» ACTIVITY: Look through the material below and copy exactly the lines from the line with "PR #283, opened 2021-09-19" to the line with "dazl's mypy.ini file", those two lines included.

» EXCERPTED RECORDS:
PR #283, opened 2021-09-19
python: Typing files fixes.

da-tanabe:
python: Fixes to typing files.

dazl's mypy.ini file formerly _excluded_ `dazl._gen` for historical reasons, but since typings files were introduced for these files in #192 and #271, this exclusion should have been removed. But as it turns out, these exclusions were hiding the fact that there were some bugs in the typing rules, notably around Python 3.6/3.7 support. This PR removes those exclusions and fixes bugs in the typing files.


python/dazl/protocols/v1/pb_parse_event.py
---
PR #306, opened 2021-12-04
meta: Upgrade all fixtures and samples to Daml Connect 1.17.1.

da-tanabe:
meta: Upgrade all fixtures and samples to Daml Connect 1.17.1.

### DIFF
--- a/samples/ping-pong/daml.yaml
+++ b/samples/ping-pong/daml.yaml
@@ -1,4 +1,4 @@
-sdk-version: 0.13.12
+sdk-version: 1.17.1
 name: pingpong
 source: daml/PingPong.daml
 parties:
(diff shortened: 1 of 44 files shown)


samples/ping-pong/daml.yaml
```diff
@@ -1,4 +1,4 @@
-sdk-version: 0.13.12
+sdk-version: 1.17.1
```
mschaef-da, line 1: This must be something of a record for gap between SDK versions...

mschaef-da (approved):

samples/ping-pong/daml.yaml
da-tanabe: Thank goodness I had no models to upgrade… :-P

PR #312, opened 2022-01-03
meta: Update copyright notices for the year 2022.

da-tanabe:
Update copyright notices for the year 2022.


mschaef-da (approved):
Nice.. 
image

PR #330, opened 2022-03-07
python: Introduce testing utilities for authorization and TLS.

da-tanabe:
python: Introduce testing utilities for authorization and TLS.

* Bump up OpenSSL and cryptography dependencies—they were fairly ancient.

» ANSWER SPACE:
PR #283, opened 2021-09-19
python: Typing files fixes.

da-tanabe:
python: Fixes to typing files.

dazl's mypy.ini file formerly _excluded_ `dazl._gen` for historical reasons, but since typings files were introduced for these files in #192 and #271, this exclusion should have been removed. But as it turns out, these exclusions were hiding the fact that there were some bugs in the typing rules, notably around Python 3.6/3.7 support. This PR removes those exclusions and fixes bugs in the typing files.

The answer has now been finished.